Of course, further tariff threats by either country would negatively impact US equities. The Federal Reserve also will want to see if there is any outcome from the meetings ahead of the July FOMC meeting. Chairman Powell did say that the Fed wanted to see how global growth risks and trade tensions would impact economic activity.
Chart: Tariff Tweet-Storm
Source: Bloomberg LLP
July Fireworks: July starts and ends with a bang as June payrolls will be released July 5th and the FOMC monetary policy meeting is July 30 -31. July payrolls will be a key indicator into the July FOMC meeting. The economic consensus as surveyed by Bloomberg currently expects a +169k reading for June payrolls. Powell, in the June FOMC press conference, stressed that the Fed was in data dependency mode.

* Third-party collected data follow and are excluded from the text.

PR #1474, opened 2020-11-18
ICU-21357 Support IEC Binary Prefixes in MeasureUnit

hugovdm:
##### Checklist

- [X] Issue filed: https://unicode-org.atlassian.net/browse/ICU-21357
- [X] Issue accepted
- [X] Tests included

Resolves: https://github.com/icu-units/icu/issues/114

### DIFF
--- a/icu4c/source/i18n/measunit_extra.cpp
+++ b/icu4c/source/i18n/measunit_extra.cpp
@@ -41,12 +41,20 @@ namespace {
 // TODO: Propose a new error code for this?
 constexpr UErrorCode kUnitIdentifierSyntaxError = U_ILLEGAL_ARGUMENT_ERROR;
 
-// Trie value offset for SI Prefixes. This is big enough to ensure we only
+// Trie value offset for SI or binary prefixes. This is big enough to ensure we only
 // insert positive integers into the trie.
-constexpr int32_t kSIPrefixOffset = 64;
+constexpr int32_t kPrefixOffset = 64;
+static_assert(kPrefixOffset + UMEASURE_PREFIX_INTERNAL_MIN_BIN > 0,
+              "kPrefixOffset is too small for minimum UMeasurePrefix value");
+static_assert(kPrefixOffset + UMEASURE_PREFIX_INTERNAL_MIN_SI > 0,
+              "kPrefixOffset is too small for minimum UMeasurePrefix value");
 
 // Trie value offset for compound parts, e.g. "-per-", "-", "-and-".
 constexpr int32_t kCompoundPartOffset = 128;
+static_assert(kCompoundPartOffset > kPrefixOffset + UMEASURE_PREFIX_INTERNAL_MAX_BIN,
+              "Ambiguous token values: prefix tokens are overlapping with CompoundPart tokens");
+static_assert(kCompoundPartOffset > kPrefixOffset + UMEASURE_PREFIX_INTERNAL_MAX_SI,
+              "Ambiguous token values: prefix tokens are overlapping with CompoundPart tokens");
 
 enum CompoundPart {
     // Represents "-per-"
@@ -90,30 +98,40 @@ enum PowerPart {
 // "fluid-ounce-imperial".
 constexpr int32_t kSimpleUnitOffset = 512;
 
-const struct SIPrefixStrings {
+const struct UnitPrefixStrings {
     const char* const string;
-    UMeasureSIPrefix value;
-} gSIPrefixStrings[] = {
-    { "yotta", UMEASURE_SI_PREFIX_YOTTA },
-    { "zetta", UMEASURE_SI_PREFIX_ZETTA },
-    { "exa", UMEASURE_SI_PREFIX_EXA },
-    { "peta", UMEASURE_SI_PREFIX_PETA },
-    { "tera", UMEASURE_SI_PREFIX_TERA },
-    { "giga", UMEASURE_SI_PREFIX_GIGA },
-    { "mega", UMEASURE_SI_PREFIX_MEGA },
-    { "kilo", UMEASURE_SI_PREFIX_KILO },
-    { "hecto", UMEASURE_SI_PREFIX_HECTO },
-    { "deka", UMEASURE_SI_PREFIX_DEKA },
-    { "deci", UMEASURE_SI_PREFIX_DECI },
-    { "centi", UMEASURE_SI_PREFIX_CENTI },
-    { "milli", UMEASURE_SI_PREFIX_MILLI },
-    { "micro", UMEASURE_SI_PREFIX_MICRO },
-    { "nano", UMEASURE_SI_PREFIX_NANO },
-    { "pico", UMEASURE_SI_PREFIX_PICO },
-    { "femto", UMEASURE_SI_PREFIX_FEMTO },
-    { "atto", UMEASURE_SI_PREFIX_ATTO },
-    { "zepto", UMEASURE_SI_PREFIX_ZEPTO },
-    { "yocto", UMEASURE_SI_PREFIX_YOCTO },
+    UMeasurePrefix value;
+} gUnitPrefixStrings[] = {
+    // SI prefixes
+    { "yotta", UMEASURE_PREFIX_YOTTA },
+    { "zetta", UMEASURE_PREFIX_ZETTA },
+    { "exa", UMEASURE_PREFIX_EXA },
+    { "peta", UMEASURE_PREFIX_PETA },
+    { "tera", UMEASURE_PREFIX_TERA },
+    { "giga", UMEASURE_PREFIX_GIGA },
+    { "mega", UMEASURE_PREFIX_MEGA },
+    { "kilo", UMEASURE_PREFIX_KILO },
+    { "hecto", UMEASURE_PREFIX_HECTO },
+    { "deka", UMEASURE_PREFIX_DEKA },
+    { "deci", UMEASURE_PREFIX_DECI },
+    { "centi", UMEASURE_PREFIX_CENTI },
+    { "milli", UMEASURE_PREFIX_MILLI },
+    { "micro", UMEASURE_PREFIX_MICRO },
+    { "nano", UMEASURE_PREFIX_NANO },
+    { "pico", UMEASURE_PREFIX_PICO },
+    { "femto", UMEASURE_PREFIX_FEMTO },
+    { "atto", UMEASURE_PREFIX_ATTO },
+    { "zepto", UMEASURE_PREFIX_ZEPTO },
+    { "yocto", UMEASURE_PREFIX_YOCTO },
+    // Binary prefixes
+    { "yobi", UMEASURE_PREFIX_YOBI },
+    { "zebi", UMEASURE_PREFIX_ZEBI },
+    { "exbi", UMEASURE_PREFIX_EXBI },
+    { "pebi", UMEASURE_PREFIX_PEBI },
+    { "tebi", UMEASURE_PREFIX_TEBI },
+    { "gibi", UMEASURE_PREFIX_GIBI },
+    { "mebi", UMEASURE_PREFIX_MEBI },
+    { "kibi", UMEASURE_PREFIX_KIBI },
 };
 
 /**
@@ -221,9 +239,9 @@ void U_CALLCONV initUnitExtras(UErrorCode& status) {
     BytesTrieBuilder b(status);
     if (U_FAILURE(status)) { return; }
 
-    // Add SI prefixes
-    for (const auto& siPrefixInfo : gSIPrefixStrings) {
-        b.add(siPrefixInfo.string, siPrefixInfo.value + kSIPrefixOffset, status);
+    // Add SI and binary prefixes
+    for (const auto& unitPrefixInfo : gUnitPrefixStrings) {
+        b.add(unitPrefixInfo.string, unitPrefixInfo.value + kPrefixOffset, status);
     }
     if (U_FAILURE(status)) { return; }
 
@@ -295,7 +313,7 @@ public:
 
     enum Type {
         TYPE_UNDEFINED,
-        TYPE_SI_PREFIX,
+        TYPE_PREFIX,
         // Token type for "-per-", "-", and "-and-".
         TYPE_COMPOUND_PART,
         // Token type for "per-".
@@ -309,7 +327,7 @@ public:
     Type getType() const {
         U_ASSERT(fMatch > 0);
         if (fMatch < kCompoundPartOffset) {
-            return TYPE_SI_PREFIX;
+            return TYPE_PREFIX;
         }
         if (fMatch < kInitialCompoundPartOffset) {
             return TYPE_COMPOUND_PART;
@@ -323,9 +341,9 @@ public:
         return TYPE_SIMPLE_UNIT;
     }
 
-    UMeasureSIPrefix getSIPrefix() const {
-        U_ASSERT(getType() == TYPE_SI_PREFIX);
-        return static_cast<UMeasureSIPrefix>(fMatch - kSIPrefixOffset);
+    UMeasurePrefix getUnitPrefix() const {
+        U_ASSERT(getType() == TYPE_PREFIX);
+        return static_cast<UMeasurePrefix>(fMatch - kPrefixOffset);
     }
 
     // Valid only for tokens with type TYPE_COMPOUND_PART.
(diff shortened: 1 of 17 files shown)


icu4c/source/i18n/unicode/measunit.h
```diff
@@ -72,159 +72,270 @@ enum UMeasureUnitComplexity {
...
+ * @draft ICU 69
  */
-typedef enum UMeasureSIPrefix {
+typedef enum UMeasurePrefix {
+    /**
+     * The absence of an SI or binary prefix.
+     *
+     * @draft ICU 69
+     */
+    UMEASURE_PREFIX_ONE = 30 + 0, // An arbitrary value
```
hugovdm, line 88: The "+ 0" here intended to remind that this is 10^0.

younies, line 88: Instead of using "30" as an offset for the SI prefixes. I prefer using a constant called for example `SI_PREFIX_OFFSET` which equals 30 or whatever value.

Then use this constant as an offset for all the other SI prefixes.

icu4c/source/i18n/unicode/measunit.h
```diff
@@ -72,159 +72,270 @@ enum UMeasureUnitComplexity {
...
 
     /**
      * SI prefix: yotta, 10^24.
      *
-     * @draft ICU 67
+     * @draft ICU 69
      */
-    UMEASURE_SI_PREFIX_YOTTA = 24,
+    UMEASURE_PREFIX_YOTTA = UMEASURE_PREFIX_ONE + 24,
```
younies, line 95: as suggested use `SI_PREFIX_OFFSET` instead of `UMEASURE_PREFIX_ONE`

icu4c/source/i18n/unicode/measunit.h
```diff
@@ -72,159 +72,270 @@ enum UMeasureUnitComplexity {
...
+    UMEASURE_PREFIX_INTERNAL_MAX_SI = UMEASURE_PREFIX_YOTTA,
 
     /**
      * SI prefix: zetta, 10^21.
      *
-     * @draft ICU 67
+     * @draft ICU 69
      */
-    UMEASURE_SI_PREFIX_ZETTA = 21,
+    UMEASURE_PREFIX_ZETTA = UMEASURE_PREFIX_ONE + 21,
```
younies, line 109: ditto

and for all the other SI prefixes

icu4c/source/i18n/unicode/measunit.h
```diff
@@ -72,159 +72,270 @@ enum UMeasureUnitComplexity {
...
+     * @internal
+     */
+    UMEASURE_PREFIX_INTERNAL_MIN_SI = UMEASURE_PREFIX_YOCTO,
+
+    /**
+     * ICU use only.
+     * Sets the arbitrary offset of the base-1024 binary prefixes' enum values.
+     * @internal
+     */
+    UMEASURE_PREFIX_INTERNAL_ONE_BIN = -60,
```
younies, line 249: Rename to be `BINARY_PREFIX_OFFSET`

OR any other name that means it is a constant and an offset.

icu4c/source/test/intltest/units_test.cpp
```diff
@@ -192,6 +192,14 @@ void UnitsTest::testConverter() {
...
         {"megawatt", "watt", 1.0, 1000000},
         {"megawatt", "kilowatt", 1.0, 1000},
+        // Binary Prefixes
+        {"kilobyte", "byte", 1, 1000},
+        {"kibibyte", "byte", 1, 1024},
+        {"mebibyte", "byte", 1, 1048576},
+        {"gibibyte", "kibibyte", 1, 1048576},
+        {"pebibyte", "tebibyte", 4, 4096},
+        {"zebibyte", "pebibyte", 1.0/16, 65536.0},
+        {"yobibyte", "exbibyte", 1, 1048576},
```
younies, line 202: +1

icu4j/main/classes/core/src/com/ibm/icu/util/MeasureUnit.java
```diff
@@ -117,185 +116,251 @@
...
+    public enum MeasurePrefix {
 
         /**
          * SI prefix: yotta, 10^24.
          *
          * @draft ICU 68
          * @provisional This API might change or be removed in a future release.
          */
-        YOTTA(24, "yotta"),
+        YOTTA(24, "yotta", 10),
```
younies, line 132: I prefer instead of using the number. use a constant. 
Using constant is more illustrative and error-prone. it is easy to miss type a number.

for example: `MeasurePrefix.SI_BASE`

icu4j/main/classes/core/src/com/ibm/icu/util/MeasureUnit.java
```diff
@@ -117,185 +116,251 @@
...
 
         /**
          * SI prefix: zetta, 10^21.
          *
          * @draft ICU 68
          * @provisional This API might change or be removed in a future release.
          */
-        ZETTA(21, "zetta"),
+        ZETTA(21, "zetta", 10),
```
younies, line 140: ditto 

and all other SI prefixes

icu4j/main/classes/core/src/com/ibm/icu/util/MeasureUnit.java
```diff
@@ -117,185 +116,251 @@
...
-        YOCTO(-24, "yocto");
+        YOCTO(-24, "yocto", 10),
+
+        /**
+         * IEC binary prefix: kibi, 1024^1.
+         *
+         * @draft ICU 69
+         * @provisional This API might change or be removed in a future release.
+         */
+        KIBI(1, "kibi", 1024),
```
younies, line 300: I prefer instead of using the number. use a constant. 
Using constant is more illustrative and error-prone. it is easy to miss type a number.

for example: `MeasurePrefix.BINARY_BASE`

icu4j/main/tests/core/src/com/ibm/icu/dev/test/format/MeasureUnitTest.java
```diff
@@ -3481,27 +3481,61 @@ public void TestIdentifiers() {
...
+            new TestCase("yottafoot", "yottafoot"),
+            new TestCase("kibibyte", "kibibyte"),
+            new TestCase("mebibyte", "mebibyte"),
+            new TestCase("gibibyte", "gibibyte"),
+            new TestCase("tebibyte", "tebibyte"),
+            new TestCase("pebibyte", "pebibyte"),
+            new TestCase("exbibyte", "exbibyte"),
+            new TestCase("zebibyte", "zebibyte"),
+            new TestCase("yobibyte", "yobibyte"),
+
```
younies, line 3531: +1

younies (dismissed):

icu4c/source/i18n/unicode/measunit.h
hugovdm: This was the name that was suggested in the meeting, and approved. I believe I must not change it without another ICU-TC review.

icu4c/source/i18n/unicode/measunit.h
hugovdm: I like limiting how much cruft is present in a public header file. Another constant means another exported symbol accessible to clients. This was discussed in the ICU-TC meeting, so reviewed and approved by the committee. I believe further changes  (to the public header file) would need another review.

icu4j/main/classes/core/src/com/ibm/icu/util/MeasureUnit.java
hugovdm: This is also a public class - though, Java at least has private members. I hear what you're saying, but again: committee review. (At least I think it's harder to "mistype" numbers like 10 and 1024, it's tested in the unit tests, and client code doesn't need to be typing these numbers...)

icu4c/source/i18n/unicode/measunit.h
hugovdm: UMEASURE_PREFIX_ is the symbol prefix that indicates this is an enum value of the UMeasurePrefix type. This is the style of the public ICU4C APIs - partially also because C does not have namespaces, so public symbols need to be very clear. Again: this is the public API that was approved by the committee.

icu4c/source/i18n/measunit_extra.cpp
```diff
@@ -631,7 +650,27 @@ compareSingleUnits(const void* /*context*/, const void* left, const void* right)
 
 } // namespace
 
+int32_t umeas_getPrefixPower(UMeasurePrefix unitPrefix) {
```
sffc, line 653: Please include the C API boilerplate.

```suggestion
U_CAPI int32_t U_EXPORT2
umeas_getPrefixPower(UMeasurePrefix unitPrefix) {
```

icu4c/source/i18n/measunit_extra.cpp
```diff
@@ -631,7 +650,27 @@ compareSingleUnits(const void* /*context*/, const void* left, const void* right)
...
+    if (unitPrefix >= UMEASURE_PREFIX_INTERNAL_MIN_BIN &&
+        unitPrefix <= UMEASURE_PREFIX_INTERNAL_MAX_BIN) {
+        return unitPrefix - UMEASURE_PREFIX_INTERNAL_ONE_BIN;
+    }
+    U_ASSERT(unitPrefix >= UMEASURE_PREFIX_INTERNAL_MIN_SI &&
+             unitPrefix <= UMEASURE_PREFIX_INTERNAL_MAX_SI);
+    return unitPrefix - UMEASURE_PREFIX_ONE;
+}
 
+int32_t umeas_getPrefixBase(UMeasurePrefix unitPrefix) {
```
sffc, line 663:
```suggestion
U_CAPI int32_t U_EXPORT2
umeas_getPrefixBase(UMeasurePrefix unitPrefix) {
```

icu4c/source/i18n/unicode/measunit.h
```diff
@@ -72,159 +72,270 @@ enum UMeasureUnitComplexity {
 };
 
 /**
- * Enumeration for SI prefixes, such as "kilo".
+ * Enumeration for SI and binary prefixes, e.g. "kilo-", "nano-", "mebi".
```
sffc, line 75: You have a `-` after kilo and nano but not mebi

icu4c/source/i18n/unicode/measunit.h
sffc: For public use we want people to use the new C functions umeas_getPrefixPower and umeas_getPrefixBase.  I don't feel strongly about whether to introduce `UPRV_SI_PREFIX_OFFSET` as an internal thing.  If we did, we could easily label it `@internal` to avoid an additional API review.

icu4c/source/i18n/unicode/measunit.h
sffc: See above for comment about `UPRV_SI_PREFIX_OFFSET`

icu4c/source/i18n/unicode/measunit.h
sffc: See above for comment about `UPRV_SI_PREFIX_OFFSET`

icu4c/source/i18n/units_converter.cpp
```diff
@@ -293,13 +300,16 @@ void loadConversionRate(ConversionRate &conversionRate, const MeasureUnitImpl &s
...
+    // This code corresponds to ICU4J's ConversionRates.getOffset().
     // In case of simple units (such as: celsius or fahrenheit), offsets are considered.
     if (checkSimpleUnit(source, status) && checkSimpleUnit(target, status)) {
         conversionRate.sourceOffset =
             sourceToBase.offset * sourceToBase.factorDen / sourceToBase.factorNum;
         conversionRate.targetOffset =
             targetToBase.offset * targetToBase.factorDen / targetToBase.factorNum;
     }
+    // TODO: should we consider failure if there's an offset for a
+    // not-simple-unit? What about kilokelvin / kilocelsius?
```
sffc, line 312: kilokelvin is fine; it could be used to describe temperatures at the surface of the sun, for example.  I don't think I've ever seen a kilocelsius or even have a guess about what that could mean.

We should, at least, have a test case that demonstrates what our behavior is in edge cases like this.  Follow-up issue?

icu4j/main/classes/core/src/com/ibm/icu/util/MeasureUnit.java
sffc: I'm in favor of just writing 10 here on the Java side.  This code will never need to be changed, and we are doing a review right now to make sure it is correct.

icu4j/main/classes/core/src/com/ibm/icu/impl/units/UnitConverter.java
```diff
@@ -211,20 +211,24 @@ private void multiply(BigDecimal value, int power) {
...
+        /** Apply SI or binary prefix to the Factor. */
+        public Factor applyPrefix(MeasureUnit.MeasurePrefix unitPrefix) {
             Factor result = this.copy();
-            if (siPrefix == MeasureUnit.SIPrefix.ONE) {
+            if (unitPrefix == MeasureUnit.MeasurePrefix.ONE) {
                 return result;
             }
 
-            BigDecimal siApplied = BigDecimal.valueOf(Math.pow(10.0, Math.abs(siPrefix.getPower())));
+            Integer base = unitPrefix.getBase();
```
sffc, line 221: Why capital-I `Integer` rather than `int`?

sffc, line 221: Why capital-I `Integer` rather than `int`?

sffc (commented):
LGTM from me with some optional small comments

icu4j/main/classes/core/src/com/ibm/icu/util/MeasureUnit.java
hugovdm: thanks. I'm leaving this as just "10" and "1024", trusting conversion unit tests, prefix unit tests, and code review to ensure they're right.

icu4j/main/classes/core/src/com/ibm/icu/impl/units/UnitConverter.java
hugovdm: Heh, "I have no idea": I can't remember what inspired this.

(I find one for-loop using "Integer" in this file - should I change that to "int" too? I don't think that one was my inspiration though!)

hugovdm: Dupe.

icu4c/source/i18n/units_converter.cpp
hugovdm: I added a ticket for tracking handling of "undefined behaviour" - https://github.com/icu-units/icu/issues/127 - additional items can be added to it in the future.

icu4c/source/i18n/unicode/measunit.h
hugovdm: For now, I'm leaving this as just UMEASURE_PREFIX_ONE - there's only one copy of "30", so it's really just a question of whether this constant needs an alias. An alias would make it clearer where the arbitrary value is used (here and umeas_getPrefixPower), but I think the number of references to UMEASURE_PREFIX_ONE is not too many.

I did look at how vscode handles documentation for the symbol, and decided thereby that the "arbitrary value" comment should rather be combined with the main documentation for this symbol: I went adhead and did this.

icu4c/source/i18n/unicode/measunit.h
hugovdm: Done.

icu4c/source/i18n/measunit_extra.cpp
hugovdm: Done though I do suspect the C APIs won't be very useful, given that there's no C API that's actually making use of this enum? Leaving unresolved...

sffc (dismissed):
LGTM please squash (and check if younies has any more comments)

younies (approved):

hugovdm:
FYI: github-suggestions are squashbot safe, because the author is still the PR author. Example: fbb1ad2a96523a78522ce86811a25d0325474166
Shows also how co-authors can be indicated:
Co-authored-by: Shane F. Carr <shane@unicode.org>

I'll drop a note of this on the squashbot issue tracker.

younies (approved):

May payrolls, released on June 7th, were disappointing — coming in at +75k vs. expectations of +175k. Safe-haven JPY strengthened about 0.6% vs. USD on that disappointing release. EUR was also about 0.4% stronger vs. USD. US equity indexes were higher and the US 2 year and 10 year yields lower on the day all on the hope of a Fed rate cut. Expect a similar market reaction if the June payrolls disappoint. The wrench in the works for markets and seemingly the Fed, would be if June US payrolls surprised notably to the upside.
In the meantime, this week, the market has approximately a 62% change of the Fed cutting 25 bps priced in at the July meeting. We will hear more from Chairman Powell on Tuesday, June 25th as he speaks at 1pm ET at the Council on Foreign Relations on, importantly, the economic outlook and monetary policy.

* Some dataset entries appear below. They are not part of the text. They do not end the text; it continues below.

PR #1475, opened 2020-11-18
ICU-21402 replace sd and rg by subdivisionAlias

FrankYFTang:
Only replace if the replacement value fit alphanum{3,8} for now.
replacement value length of 2 are pending on resolution of
https://unicode-org.atlassian.net/browse/CLDR-14312

##### Checklist

- [X] Issue filed: https://unicode-org.atlassian.net/browse/ICU-21402
- [X] Issue accepted
- [X] Tests included

### DIFF
--- a/icu4c/source/common/locid.cpp
+++ b/icu4c/source/common/locid.cpp
@@ -627,6 +627,17 @@ private:
                           LocalMemory<const char*>& types,
                           LocalMemory<int32_t>& replacementIndexes,
                           int32_t &length, UErrorCode &status);
+
+    // Read the subdivisionAlias data from alias to
+    // strings+types+replacementIndexes
+    // Allocate length items for types, to store the type field.
+    // Allocate length items for replacementIndexes,
+    // to store the index in the strings for the replacement variant.
+    void readSubdivisionAlias(UResourceBundle* alias,
+                          UniqueCharStrings* strings,
+                          LocalMemory<const char*>& types,
+                          LocalMemory<int32_t>& replacementIndexes,
+                          int32_t &length, UErrorCode &status);
 };
 
 /**
@@ -647,6 +658,7 @@ public:
     const CharStringMap& scriptMap() const { return script; }
     const CharStringMap& territoryMap() const { return territory; }
     const CharStringMap& variantMap() const { return variant; }
+    const CharStringMap& subdivisionMap() const { return subdivision; }
 
     static void U_CALLCONV loadData(UErrorCode &status);
     static UBool U_CALLCONV cleanup();
@@ -658,11 +670,13 @@ private:
               CharStringMap scriptMap,
               CharStringMap territoryMap,
               CharStringMap variantMap,
+              CharStringMap subdivisionMap,
               CharString* strings)
         : language(std::move(languageMap)),
           script(std::move(scriptMap)),
           territory(std::move(territoryMap)),
           variant(std::move(variantMap)),
+          subdivision(std::move(subdivisionMap)),
           strings(strings) {
     }
 
@@ -676,6 +690,7 @@ private:
     CharStringMap script;
     CharStringMap territory;
     CharStringMap variant;
+    CharStringMap subdivision;
     CharString* strings;
 
     friend class AliasDataBuilder;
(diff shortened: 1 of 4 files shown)


icu4c/source/common/locid.cpp
```diff
@@ -1559,11 +1646,40 @@ AliasReplacer::replace(const Locale& locale, CharString& out, UErrorCode status)
...
+        changed = 0;
+        Locale temp(locale);
+        LocalPointer<icu::StringEnumeration> iter(locale.createKeywords(status));
+        if (U_SUCCESS(status) && !iter.isNull()) {
+            const char* key;
+            while ((key = iter->next(nullptr, status)) != nullptr) {
+                status = U_ZERO_ERROR;
+                CharString value;
+                CharStringByteSink valueSink(&value);
+                locale.getKeywordValue(key, valueSink, status);
```
markusicu, line 1667: I propose that you get the keyword value only if the key is one of the two where we might replace the value.

icu4j/main/classes/core/src/com/ibm/icu/util/ULocale.java
```diff
@@ -1268,12 +1268,31 @@ public String replace() {
...
                     ((variants == null) ? "" : Utility.joinStrings("_", variants)));
-                if (extensions != null) {
-                    result += extensions;
+            if (extensions != null) {
+                boolean keywordChanged = false;
+                ULocale temp = new ULocale(result + extensions);
+                Iterator<String> keywords = temp.getKeywords();
+                while (keywords != null && keywords.hasNext()) {
+                    String key = keywords.next();
+                    String value = temp.getKeywordValue(key);
```
markusicu, line 1282: As in C++, I propose fetching the value only if the key is one of the two relevant ones.

FrankYFTang:
PTAL

icu4c/source/common/locid.cpp
```diff
@@ -1559,11 +1646,40 @@ AliasReplacer::replace(const Locale& locale, CharString& out, UErrorCode status)
...
+                    CharStringByteSink valueSink(&value);
+                    locale.getKeywordValue(key, valueSink, status);
+                    if (U_FAILURE(status)) {
+                        status = U_ZERO_ERROR;
+                        continue;
+                    }
+                    if (replaceSubdivision(value, status)) {
+                        changed++;
+                    }
+                    temp.setKeywordValue(key, value.data(), status);
```
markusicu, line 1676: Sorry, found a problem: if U_FAILURE after this line, then the loop just continues. Worst case, you get to the second relevant key and clobber the status back to a zero-error.

Please bail out of the loop after this line if there is a failure code. I am not looking at enough context to see if you just need to "break" or if you should return immediately with something.

FrankYFTang:
PTAL

icu4c/source/common/locid.cpp
```diff
@@ -1559,11 +1646,43 @@ AliasReplacer::replace(const Locale& locale, CharString& out, UErrorCode status)
...
+    }
     if (extensionsStr != nullptr) {
+        changed = 0;
+        Locale temp(locale);
+        LocalPointer<icu::StringEnumeration> iter(locale.createKeywords(status));
+        if (U_SUCCESS(status) && !iter.isNull()) {
+            const char* key;
+            while ((key = iter->next(nullptr, status)) != nullptr) {
+                if (uprv_strcmp("sd", key) == 0 || uprv_strcmp("rg", key) == 0) {
+                    status = U_ZERO_ERROR;
```
markusicu, line 1665: Is this actually necessary? I would remove this line.

icu4c/source/common/locid.cpp
```diff
@@ -1559,11 +1646,43 @@ AliasReplacer::replace(const Locale& locale, CharString& out, UErrorCode status)
...
+                    if (U_FAILURE(status)) {
+                        status = U_ZERO_ERROR;
+                        continue;
+                    }
+                    if (replaceSubdivision(value, status)) {
+                        changed++;
+                    }
+                    temp.setKeywordValue(key, value.data(), status);
+                    if (U_FAILURE(status)) {
+                      return false;
```
markusicu, line 1678:
```suggestion
                        return false;
```

markusicu (commented):
1 or 2 minor fixes, then please squash

FrankYFTang:
PTAL

markusicu (approved):
lgtm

57.6%: Much has been made about the USD Index (“DXY”) breaking below the 200 day moving average support level. Of course, in tandem, EURUSD has also broken topside through its 200 day moving average resistance. I get the question: “what is my view on the DXY Index?” often and, of course, my starting point is always my EURUSD view, as Euro 57.6% of the DXY Index.

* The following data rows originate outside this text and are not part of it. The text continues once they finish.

PR #1477, opened 2020-11-19
ICU-21381 AppVeyor CI Builds: Speed up the Cygwin setup download.

jefgen:
While working on other things, I noticed that the AppVeyor CI setup uses the `Invoke-WebRequest` method to download the Cygwin installer setup program.

Based on experimentation and reading other reports online, it turns out that this is _really_ very slow way to download things. It takes several minutes+ to download files that are only a few megabytes in size. If we use `System.Net.WebClient.DownloadFile` method instead then the download only takes _seconds_.

Changing this should help a bit to speed up the AppVeyor builds.
They have been timing out and failing recently as they are now regularly running up against the 60 minute hard limit on AppVeyor.

##### Checklist

- [x] Issue filed: https://unicode-org.atlassian.net/browse/ICU-21381
- [x] Issue accepted
- [ ] Tests included

### DIFF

EURUSD has been having a moment, heading toward its March 2019 high of 1.1448 after having been rangy 1.1350 – 1.1100 since April. However, all it took was a dovish comment my ECB President Draghi last week to send EURUSD temporarily plunging lower. With the growth and inflation outlook in Europe weakening further, it is difficult to see Euro strength as sustainable.
Chart: USD (“DXY”) Index and EURUSD moving in tandemSource: Bloomberg LLP
A Bit of Risk-On: However, a Fed rate could possibly weaken the USD further with yield support continuing to erode, but other G10 central banks are either sounding more dovish and/or have all ready begun to cut their respective policy rates as well. Currently, markets seem to be in a risk on spot as higher yield EM currencies rally, US equities hold in and volatility is behaving. But another trade war flair up or more evidence of a global growth downturn would diminish risk-on sentiment and make the USD strengthen once again.
Let’s hope the skies don’t darken for markets as they did on my run yesterday. But either way, just keep on keeping on — navigating markets and running the mile you are in.